### Work to be completed
Among the lines below, restate word for word only those from the line with "to actually working." through the line with "I'm not sure", with both end lines kept.

── Exercise data

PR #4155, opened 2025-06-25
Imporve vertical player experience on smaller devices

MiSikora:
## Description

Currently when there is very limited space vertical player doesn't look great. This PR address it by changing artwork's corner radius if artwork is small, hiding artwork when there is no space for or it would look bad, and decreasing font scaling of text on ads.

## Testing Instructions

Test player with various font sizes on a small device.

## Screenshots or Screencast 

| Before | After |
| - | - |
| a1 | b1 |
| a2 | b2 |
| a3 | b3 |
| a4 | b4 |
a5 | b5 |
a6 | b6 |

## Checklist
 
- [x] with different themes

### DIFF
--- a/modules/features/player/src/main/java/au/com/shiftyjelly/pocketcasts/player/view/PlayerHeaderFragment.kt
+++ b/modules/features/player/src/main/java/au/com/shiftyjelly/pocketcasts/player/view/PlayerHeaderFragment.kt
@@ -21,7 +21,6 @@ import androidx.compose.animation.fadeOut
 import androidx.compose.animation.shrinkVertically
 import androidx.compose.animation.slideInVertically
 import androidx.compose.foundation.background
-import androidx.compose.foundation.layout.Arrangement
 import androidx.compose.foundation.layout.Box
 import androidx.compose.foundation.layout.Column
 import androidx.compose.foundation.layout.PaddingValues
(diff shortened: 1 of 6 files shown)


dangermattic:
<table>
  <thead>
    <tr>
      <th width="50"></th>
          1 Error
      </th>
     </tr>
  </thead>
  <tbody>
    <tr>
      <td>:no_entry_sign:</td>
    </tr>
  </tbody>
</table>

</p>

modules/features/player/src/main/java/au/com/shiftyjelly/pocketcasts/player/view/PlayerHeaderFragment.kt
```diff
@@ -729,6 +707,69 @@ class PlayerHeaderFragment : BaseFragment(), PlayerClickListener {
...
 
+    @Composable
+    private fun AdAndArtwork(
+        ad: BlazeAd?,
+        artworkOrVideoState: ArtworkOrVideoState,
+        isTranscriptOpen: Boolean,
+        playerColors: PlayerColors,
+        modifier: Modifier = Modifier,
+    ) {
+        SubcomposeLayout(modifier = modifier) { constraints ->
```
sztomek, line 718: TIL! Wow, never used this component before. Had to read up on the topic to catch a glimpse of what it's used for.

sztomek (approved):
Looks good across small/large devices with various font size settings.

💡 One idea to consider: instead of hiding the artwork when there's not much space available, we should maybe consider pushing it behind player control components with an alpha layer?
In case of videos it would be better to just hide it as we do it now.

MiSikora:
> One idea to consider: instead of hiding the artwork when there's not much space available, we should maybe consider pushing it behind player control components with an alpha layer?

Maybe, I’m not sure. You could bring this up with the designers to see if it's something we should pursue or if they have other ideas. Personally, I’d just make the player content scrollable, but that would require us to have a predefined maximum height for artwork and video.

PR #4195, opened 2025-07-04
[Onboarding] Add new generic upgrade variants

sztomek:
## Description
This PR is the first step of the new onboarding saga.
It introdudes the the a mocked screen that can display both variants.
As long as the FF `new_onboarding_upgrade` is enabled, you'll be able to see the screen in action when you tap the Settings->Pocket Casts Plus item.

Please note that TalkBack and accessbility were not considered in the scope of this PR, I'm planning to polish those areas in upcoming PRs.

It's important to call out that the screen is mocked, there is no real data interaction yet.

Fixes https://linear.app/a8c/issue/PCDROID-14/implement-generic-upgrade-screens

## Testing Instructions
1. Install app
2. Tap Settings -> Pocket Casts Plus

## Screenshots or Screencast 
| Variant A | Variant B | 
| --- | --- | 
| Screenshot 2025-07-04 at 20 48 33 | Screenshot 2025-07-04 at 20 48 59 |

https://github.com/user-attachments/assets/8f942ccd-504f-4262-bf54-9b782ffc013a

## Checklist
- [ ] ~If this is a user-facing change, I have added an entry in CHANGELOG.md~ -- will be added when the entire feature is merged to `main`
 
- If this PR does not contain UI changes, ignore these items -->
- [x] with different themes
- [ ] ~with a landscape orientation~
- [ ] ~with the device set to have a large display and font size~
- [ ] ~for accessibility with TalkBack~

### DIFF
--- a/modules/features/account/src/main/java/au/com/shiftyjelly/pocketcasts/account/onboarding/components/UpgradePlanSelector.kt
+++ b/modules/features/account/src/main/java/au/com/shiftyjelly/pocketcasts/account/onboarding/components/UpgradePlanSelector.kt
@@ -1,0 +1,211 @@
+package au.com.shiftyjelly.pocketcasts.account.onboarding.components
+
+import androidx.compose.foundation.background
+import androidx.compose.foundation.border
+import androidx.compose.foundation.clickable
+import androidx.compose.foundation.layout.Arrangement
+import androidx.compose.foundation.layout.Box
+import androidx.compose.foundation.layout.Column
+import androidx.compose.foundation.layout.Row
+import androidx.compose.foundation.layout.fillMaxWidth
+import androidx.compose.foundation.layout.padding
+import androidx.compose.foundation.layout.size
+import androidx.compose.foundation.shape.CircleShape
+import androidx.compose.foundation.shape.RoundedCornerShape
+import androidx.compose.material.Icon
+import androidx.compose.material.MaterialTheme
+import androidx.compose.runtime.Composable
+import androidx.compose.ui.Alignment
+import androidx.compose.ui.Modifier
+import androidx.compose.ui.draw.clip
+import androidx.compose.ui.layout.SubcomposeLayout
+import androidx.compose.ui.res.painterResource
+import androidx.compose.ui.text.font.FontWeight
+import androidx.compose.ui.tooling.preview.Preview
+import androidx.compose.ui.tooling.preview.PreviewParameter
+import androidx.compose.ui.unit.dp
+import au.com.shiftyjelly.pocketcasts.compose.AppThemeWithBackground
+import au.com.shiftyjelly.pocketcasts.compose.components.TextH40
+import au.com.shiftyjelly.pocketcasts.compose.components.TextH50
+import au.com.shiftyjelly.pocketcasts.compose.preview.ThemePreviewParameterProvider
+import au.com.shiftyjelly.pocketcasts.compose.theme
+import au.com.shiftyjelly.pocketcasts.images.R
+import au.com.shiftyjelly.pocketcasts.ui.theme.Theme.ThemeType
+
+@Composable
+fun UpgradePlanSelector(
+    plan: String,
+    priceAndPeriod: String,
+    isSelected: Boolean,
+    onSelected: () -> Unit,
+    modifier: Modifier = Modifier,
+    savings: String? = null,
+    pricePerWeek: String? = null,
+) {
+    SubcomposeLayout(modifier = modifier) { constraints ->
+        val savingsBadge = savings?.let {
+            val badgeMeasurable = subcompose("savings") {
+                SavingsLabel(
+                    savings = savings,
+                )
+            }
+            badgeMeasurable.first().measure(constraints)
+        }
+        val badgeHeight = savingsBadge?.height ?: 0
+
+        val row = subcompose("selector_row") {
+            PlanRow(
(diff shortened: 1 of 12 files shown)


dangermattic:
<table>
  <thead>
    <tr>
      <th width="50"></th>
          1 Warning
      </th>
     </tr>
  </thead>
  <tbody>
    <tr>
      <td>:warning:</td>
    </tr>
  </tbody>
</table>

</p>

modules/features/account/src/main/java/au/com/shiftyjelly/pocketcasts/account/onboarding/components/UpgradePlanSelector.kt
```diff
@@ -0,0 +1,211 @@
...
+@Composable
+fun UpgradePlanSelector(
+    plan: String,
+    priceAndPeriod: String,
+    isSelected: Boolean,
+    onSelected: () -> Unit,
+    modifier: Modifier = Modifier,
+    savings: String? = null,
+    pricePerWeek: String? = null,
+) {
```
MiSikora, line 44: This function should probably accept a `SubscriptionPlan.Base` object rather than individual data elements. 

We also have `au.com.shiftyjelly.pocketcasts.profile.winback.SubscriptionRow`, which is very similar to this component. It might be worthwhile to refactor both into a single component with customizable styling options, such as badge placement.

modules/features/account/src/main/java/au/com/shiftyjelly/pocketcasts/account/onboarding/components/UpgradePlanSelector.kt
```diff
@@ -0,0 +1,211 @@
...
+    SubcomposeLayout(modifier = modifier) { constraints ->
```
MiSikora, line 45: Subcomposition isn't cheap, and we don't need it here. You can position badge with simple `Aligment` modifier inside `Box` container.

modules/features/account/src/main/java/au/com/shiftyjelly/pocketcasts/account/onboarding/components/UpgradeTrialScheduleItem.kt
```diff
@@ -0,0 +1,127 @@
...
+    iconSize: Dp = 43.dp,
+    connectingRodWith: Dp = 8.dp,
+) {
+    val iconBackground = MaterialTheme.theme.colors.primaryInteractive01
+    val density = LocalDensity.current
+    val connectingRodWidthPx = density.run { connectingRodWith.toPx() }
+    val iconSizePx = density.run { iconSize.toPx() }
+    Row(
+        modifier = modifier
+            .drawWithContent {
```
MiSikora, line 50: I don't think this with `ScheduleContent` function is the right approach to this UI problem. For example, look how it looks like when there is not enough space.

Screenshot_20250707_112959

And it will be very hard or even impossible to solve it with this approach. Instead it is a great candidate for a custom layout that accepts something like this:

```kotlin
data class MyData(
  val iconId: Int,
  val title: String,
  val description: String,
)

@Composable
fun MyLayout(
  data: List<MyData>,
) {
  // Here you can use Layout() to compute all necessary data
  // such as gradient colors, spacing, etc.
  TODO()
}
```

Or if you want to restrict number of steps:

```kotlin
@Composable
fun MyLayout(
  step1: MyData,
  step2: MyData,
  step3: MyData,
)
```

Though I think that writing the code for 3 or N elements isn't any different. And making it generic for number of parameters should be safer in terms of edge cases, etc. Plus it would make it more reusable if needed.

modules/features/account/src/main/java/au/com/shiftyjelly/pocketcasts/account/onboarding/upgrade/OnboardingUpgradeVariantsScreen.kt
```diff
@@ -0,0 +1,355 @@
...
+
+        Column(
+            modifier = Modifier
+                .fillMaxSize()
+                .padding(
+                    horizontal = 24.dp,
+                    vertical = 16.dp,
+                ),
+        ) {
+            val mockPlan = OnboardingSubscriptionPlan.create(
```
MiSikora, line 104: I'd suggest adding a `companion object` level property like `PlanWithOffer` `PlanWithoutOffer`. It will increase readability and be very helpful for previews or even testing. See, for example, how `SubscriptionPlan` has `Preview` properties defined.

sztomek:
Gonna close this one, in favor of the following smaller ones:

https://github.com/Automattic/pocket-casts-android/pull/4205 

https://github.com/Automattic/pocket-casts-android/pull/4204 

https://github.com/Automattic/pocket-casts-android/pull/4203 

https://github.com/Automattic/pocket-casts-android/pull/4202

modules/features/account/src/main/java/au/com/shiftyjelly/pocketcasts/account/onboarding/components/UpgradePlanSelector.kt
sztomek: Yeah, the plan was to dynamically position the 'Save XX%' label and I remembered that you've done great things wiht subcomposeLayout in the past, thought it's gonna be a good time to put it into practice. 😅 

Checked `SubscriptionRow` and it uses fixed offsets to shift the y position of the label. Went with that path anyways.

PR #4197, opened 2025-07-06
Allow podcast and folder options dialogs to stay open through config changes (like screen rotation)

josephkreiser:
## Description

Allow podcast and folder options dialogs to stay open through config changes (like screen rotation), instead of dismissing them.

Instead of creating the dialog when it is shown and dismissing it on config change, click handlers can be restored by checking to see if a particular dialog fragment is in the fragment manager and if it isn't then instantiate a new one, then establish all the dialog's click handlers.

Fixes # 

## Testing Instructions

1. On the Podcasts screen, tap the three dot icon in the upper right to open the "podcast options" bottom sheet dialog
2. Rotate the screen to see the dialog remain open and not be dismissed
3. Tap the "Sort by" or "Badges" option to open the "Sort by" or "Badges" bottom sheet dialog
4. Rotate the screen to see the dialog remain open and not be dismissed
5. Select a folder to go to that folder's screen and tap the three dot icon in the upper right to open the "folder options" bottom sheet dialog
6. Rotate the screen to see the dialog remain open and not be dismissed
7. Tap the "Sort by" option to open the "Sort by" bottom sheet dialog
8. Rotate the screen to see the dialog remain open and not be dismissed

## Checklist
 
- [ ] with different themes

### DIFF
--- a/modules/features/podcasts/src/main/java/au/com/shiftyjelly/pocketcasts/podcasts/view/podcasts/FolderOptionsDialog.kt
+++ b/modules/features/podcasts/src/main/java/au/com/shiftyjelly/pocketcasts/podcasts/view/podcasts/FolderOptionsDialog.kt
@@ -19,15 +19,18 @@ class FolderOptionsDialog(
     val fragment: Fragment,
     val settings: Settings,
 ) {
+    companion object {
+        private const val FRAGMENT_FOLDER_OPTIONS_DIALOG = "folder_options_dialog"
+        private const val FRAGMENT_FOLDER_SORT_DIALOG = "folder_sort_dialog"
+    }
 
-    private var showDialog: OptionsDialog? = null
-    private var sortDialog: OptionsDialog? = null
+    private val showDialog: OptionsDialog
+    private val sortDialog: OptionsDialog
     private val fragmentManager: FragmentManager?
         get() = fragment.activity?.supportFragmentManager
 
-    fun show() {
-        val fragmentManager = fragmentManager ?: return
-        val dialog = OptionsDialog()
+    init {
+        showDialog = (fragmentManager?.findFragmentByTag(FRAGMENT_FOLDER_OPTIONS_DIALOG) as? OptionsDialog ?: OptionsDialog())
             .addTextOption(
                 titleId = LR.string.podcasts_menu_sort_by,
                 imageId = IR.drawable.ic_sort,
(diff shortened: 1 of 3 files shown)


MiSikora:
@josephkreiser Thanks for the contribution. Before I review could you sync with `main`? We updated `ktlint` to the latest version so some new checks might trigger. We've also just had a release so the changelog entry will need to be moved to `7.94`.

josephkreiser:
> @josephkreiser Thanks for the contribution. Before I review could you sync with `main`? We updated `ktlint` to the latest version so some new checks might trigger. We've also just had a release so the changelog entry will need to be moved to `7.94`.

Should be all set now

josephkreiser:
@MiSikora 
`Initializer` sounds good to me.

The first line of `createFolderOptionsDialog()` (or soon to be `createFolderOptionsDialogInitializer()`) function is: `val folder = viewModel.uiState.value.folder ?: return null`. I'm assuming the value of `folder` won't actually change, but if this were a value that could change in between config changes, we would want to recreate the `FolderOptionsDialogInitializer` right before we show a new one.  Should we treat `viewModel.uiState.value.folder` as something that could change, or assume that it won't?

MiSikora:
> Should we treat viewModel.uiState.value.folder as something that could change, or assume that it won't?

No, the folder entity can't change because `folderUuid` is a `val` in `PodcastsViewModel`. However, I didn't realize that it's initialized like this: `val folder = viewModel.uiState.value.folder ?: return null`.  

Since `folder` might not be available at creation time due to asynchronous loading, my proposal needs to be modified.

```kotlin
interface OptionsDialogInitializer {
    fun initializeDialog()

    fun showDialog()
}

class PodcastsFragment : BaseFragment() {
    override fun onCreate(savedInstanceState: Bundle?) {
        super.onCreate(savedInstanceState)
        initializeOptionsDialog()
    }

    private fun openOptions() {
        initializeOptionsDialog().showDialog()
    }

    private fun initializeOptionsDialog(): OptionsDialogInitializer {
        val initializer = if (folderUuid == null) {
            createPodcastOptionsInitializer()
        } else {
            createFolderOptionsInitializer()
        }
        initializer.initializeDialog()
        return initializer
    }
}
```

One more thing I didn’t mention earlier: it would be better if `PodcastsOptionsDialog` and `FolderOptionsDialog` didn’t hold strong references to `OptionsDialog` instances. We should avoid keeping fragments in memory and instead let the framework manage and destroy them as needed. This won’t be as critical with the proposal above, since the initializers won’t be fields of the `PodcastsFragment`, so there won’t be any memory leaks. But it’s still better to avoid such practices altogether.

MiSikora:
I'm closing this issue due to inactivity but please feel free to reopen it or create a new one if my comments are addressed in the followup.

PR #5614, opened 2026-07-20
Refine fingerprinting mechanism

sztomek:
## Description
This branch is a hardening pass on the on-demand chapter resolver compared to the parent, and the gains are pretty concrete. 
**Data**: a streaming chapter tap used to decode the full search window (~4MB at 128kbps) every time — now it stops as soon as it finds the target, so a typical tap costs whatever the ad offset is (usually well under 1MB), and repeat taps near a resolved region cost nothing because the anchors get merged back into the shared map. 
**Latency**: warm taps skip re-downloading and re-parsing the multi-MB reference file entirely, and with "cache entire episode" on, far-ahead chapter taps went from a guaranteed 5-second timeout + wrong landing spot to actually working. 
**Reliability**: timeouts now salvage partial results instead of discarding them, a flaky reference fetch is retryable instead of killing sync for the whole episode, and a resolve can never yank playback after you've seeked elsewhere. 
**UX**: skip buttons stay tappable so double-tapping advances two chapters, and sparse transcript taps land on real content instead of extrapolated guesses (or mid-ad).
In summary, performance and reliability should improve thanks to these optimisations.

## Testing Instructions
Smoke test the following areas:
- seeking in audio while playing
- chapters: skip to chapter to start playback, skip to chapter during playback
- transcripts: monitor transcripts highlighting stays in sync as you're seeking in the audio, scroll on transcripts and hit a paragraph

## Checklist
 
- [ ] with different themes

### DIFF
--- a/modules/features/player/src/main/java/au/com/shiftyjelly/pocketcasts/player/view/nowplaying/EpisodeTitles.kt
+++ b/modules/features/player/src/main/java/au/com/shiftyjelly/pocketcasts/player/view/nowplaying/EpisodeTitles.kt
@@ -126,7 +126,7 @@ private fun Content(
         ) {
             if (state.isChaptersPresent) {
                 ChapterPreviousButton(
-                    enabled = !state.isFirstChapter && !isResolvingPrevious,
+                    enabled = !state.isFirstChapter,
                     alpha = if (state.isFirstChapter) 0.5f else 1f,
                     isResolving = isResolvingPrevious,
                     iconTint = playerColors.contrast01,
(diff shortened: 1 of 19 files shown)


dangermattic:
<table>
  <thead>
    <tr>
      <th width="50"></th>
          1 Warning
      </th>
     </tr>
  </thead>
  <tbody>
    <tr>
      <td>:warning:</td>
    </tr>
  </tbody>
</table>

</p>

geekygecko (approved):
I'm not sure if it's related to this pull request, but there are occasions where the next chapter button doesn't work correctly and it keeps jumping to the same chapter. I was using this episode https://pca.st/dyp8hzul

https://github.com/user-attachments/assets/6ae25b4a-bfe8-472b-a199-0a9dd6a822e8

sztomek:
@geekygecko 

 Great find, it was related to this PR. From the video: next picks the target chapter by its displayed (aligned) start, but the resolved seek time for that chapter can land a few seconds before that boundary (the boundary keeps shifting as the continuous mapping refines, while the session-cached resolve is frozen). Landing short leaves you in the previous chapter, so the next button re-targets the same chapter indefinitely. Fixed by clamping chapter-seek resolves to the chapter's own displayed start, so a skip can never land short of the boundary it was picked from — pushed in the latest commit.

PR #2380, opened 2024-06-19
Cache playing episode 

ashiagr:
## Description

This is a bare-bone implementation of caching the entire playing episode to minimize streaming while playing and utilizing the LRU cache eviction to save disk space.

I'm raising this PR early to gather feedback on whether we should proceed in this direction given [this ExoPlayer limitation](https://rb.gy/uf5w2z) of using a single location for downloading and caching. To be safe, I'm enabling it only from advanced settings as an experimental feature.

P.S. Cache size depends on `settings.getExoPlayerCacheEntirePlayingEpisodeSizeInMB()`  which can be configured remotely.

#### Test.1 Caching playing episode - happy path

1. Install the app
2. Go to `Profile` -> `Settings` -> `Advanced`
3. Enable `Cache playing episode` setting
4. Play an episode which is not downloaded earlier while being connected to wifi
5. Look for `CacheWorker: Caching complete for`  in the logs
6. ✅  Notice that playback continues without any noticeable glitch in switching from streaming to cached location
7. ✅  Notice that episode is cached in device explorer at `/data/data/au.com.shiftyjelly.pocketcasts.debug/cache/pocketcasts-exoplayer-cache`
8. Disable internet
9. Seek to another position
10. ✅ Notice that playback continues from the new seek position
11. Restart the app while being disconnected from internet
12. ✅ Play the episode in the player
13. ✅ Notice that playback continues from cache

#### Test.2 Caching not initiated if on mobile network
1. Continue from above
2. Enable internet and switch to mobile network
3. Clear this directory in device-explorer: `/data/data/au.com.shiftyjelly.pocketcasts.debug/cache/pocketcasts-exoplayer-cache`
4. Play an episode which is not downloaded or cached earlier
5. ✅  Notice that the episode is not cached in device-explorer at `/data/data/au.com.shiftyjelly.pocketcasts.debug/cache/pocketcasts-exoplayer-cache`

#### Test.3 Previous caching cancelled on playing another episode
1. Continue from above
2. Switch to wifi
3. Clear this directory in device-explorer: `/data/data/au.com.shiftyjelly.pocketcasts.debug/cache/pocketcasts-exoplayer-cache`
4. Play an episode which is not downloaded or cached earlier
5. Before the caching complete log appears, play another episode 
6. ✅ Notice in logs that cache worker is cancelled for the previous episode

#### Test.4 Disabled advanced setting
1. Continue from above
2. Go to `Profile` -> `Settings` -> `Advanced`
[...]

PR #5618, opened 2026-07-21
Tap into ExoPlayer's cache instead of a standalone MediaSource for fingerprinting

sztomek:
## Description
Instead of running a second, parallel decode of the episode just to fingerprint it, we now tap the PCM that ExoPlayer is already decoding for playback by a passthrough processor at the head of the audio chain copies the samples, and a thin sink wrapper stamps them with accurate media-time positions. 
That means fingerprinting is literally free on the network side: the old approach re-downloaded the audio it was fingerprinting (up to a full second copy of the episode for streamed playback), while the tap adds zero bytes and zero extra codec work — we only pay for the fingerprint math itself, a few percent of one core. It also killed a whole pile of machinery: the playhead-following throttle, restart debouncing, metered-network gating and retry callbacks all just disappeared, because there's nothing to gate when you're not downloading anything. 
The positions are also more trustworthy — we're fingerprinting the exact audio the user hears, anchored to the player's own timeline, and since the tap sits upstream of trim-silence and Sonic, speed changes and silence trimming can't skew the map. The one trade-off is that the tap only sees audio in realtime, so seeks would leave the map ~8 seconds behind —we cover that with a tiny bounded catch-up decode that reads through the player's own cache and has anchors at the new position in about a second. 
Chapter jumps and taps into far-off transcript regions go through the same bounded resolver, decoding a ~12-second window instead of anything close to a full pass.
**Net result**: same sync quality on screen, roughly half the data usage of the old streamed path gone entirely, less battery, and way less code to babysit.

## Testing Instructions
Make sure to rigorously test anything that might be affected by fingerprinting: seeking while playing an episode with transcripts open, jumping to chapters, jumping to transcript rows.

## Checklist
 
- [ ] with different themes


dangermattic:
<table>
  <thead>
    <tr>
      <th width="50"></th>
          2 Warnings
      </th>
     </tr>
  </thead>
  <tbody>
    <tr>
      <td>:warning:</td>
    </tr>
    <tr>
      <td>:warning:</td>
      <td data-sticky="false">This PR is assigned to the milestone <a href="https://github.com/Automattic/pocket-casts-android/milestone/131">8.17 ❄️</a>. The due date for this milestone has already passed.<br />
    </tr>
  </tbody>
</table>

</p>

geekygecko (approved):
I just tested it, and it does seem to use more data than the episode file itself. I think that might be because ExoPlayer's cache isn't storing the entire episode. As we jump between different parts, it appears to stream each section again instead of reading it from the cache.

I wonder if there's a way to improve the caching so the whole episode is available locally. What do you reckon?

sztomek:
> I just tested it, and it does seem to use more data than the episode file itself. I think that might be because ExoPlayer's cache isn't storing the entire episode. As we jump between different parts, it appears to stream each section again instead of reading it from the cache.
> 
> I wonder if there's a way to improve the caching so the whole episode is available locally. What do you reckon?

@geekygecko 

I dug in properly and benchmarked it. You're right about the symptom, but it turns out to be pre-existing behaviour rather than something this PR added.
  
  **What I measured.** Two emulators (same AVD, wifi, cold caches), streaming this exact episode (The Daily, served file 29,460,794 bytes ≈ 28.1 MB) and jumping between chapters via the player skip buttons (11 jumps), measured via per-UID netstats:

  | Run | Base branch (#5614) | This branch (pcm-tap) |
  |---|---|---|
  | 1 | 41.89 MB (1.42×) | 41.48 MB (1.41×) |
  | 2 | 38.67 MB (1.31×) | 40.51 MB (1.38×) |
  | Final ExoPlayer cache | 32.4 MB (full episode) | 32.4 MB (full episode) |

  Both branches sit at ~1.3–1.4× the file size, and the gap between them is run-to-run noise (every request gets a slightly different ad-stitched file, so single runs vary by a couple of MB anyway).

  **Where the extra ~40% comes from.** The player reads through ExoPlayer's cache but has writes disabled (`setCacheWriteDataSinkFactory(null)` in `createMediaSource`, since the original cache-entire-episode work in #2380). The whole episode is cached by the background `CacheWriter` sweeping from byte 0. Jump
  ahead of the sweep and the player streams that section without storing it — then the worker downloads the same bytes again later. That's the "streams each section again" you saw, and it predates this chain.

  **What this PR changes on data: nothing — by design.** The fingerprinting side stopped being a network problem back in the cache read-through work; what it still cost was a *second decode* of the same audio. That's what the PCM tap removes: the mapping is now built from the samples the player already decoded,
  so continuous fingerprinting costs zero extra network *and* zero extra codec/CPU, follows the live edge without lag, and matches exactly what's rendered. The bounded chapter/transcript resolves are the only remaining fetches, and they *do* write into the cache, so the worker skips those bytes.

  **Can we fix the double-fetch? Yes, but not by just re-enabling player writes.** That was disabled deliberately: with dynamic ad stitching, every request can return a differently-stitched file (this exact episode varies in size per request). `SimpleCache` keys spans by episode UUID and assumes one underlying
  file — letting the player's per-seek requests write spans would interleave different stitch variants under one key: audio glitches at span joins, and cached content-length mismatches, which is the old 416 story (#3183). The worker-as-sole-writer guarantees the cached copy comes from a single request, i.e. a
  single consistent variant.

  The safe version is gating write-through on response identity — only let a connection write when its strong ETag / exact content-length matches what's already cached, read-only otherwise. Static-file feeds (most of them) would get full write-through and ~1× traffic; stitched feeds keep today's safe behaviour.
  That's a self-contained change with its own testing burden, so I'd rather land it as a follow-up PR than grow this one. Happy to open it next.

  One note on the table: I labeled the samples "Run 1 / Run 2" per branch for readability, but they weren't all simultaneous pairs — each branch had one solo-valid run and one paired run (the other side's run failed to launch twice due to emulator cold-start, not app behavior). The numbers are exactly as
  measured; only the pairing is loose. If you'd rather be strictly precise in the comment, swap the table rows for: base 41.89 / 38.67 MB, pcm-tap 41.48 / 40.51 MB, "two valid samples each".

────

### Expected answer
**Latency**: warm taps skip re-downloading and re-parsing the multi-MB reference file entirely, and with "cache entire episode" on, far-ahead chapter taps went from a guaranteed 5-second timeout + wrong landing spot to actually working. 
**Reliability**: timeouts now salvage partial results instead of discarding them, a flaky reference fetch is retryable instead of killing sync for the whole episode, and a resolve can never yank playback after you've seeked elsewhere. 
**UX**: skip buttons stay tappable so double-tapping advances two chapters, and sparse transcript taps land on real content instead of extrapolated guesses (or mid-ad).
In summary, performance and reliability should improve thanks to these optimisations.

## Testing Instructions
Smoke test the following areas:
- seeking in audio while playing
- chapters: skip to chapter to start playback, skip to chapter during playback
- transcripts: monitor transcripts highlighting stays in sync as you're seeking in the audio, scroll on transcripts and hit a paragraph

## Checklist
 
- [ ] with different themes

### DIFF
--- a/modules/features/player/src/main/java/au/com/shiftyjelly/pocketcasts/player/view/nowplaying/EpisodeTitles.kt
+++ b/modules/features/player/src/main/java/au/com/shiftyjelly/pocketcasts/player/view/nowplaying/EpisodeTitles.kt
@@ -126,7 +126,7 @@ private fun Content(
         ) {
             if (state.isChaptersPresent) {
                 ChapterPreviousButton(
-                    enabled = !state.isFirstChapter && !isResolvingPrevious,
+                    enabled = !state.isFirstChapter,
                     alpha = if (state.isFirstChapter) 0.5f else 1f,
                     isResolving = isResolvingPrevious,
                     iconTint = playerColors.contrast01,
(diff shortened: 1 of 19 files shown)


dangermattic:
<table>
  <thead>
    <tr>
      <th width="50"></th>
          1 Warning
      </th>
     </tr>
  </thead>
  <tbody>
    <tr>
      <td>:warning:</td>
    </tr>
  </tbody>
</table>

</p>

geekygecko (approved):
I'm not sure if it's related to this pull request, but there are occasions where the next chapter button doesn't work correctly and it keeps jumping to the same chapter. I was using this episode https://pca.st/dyp8hzul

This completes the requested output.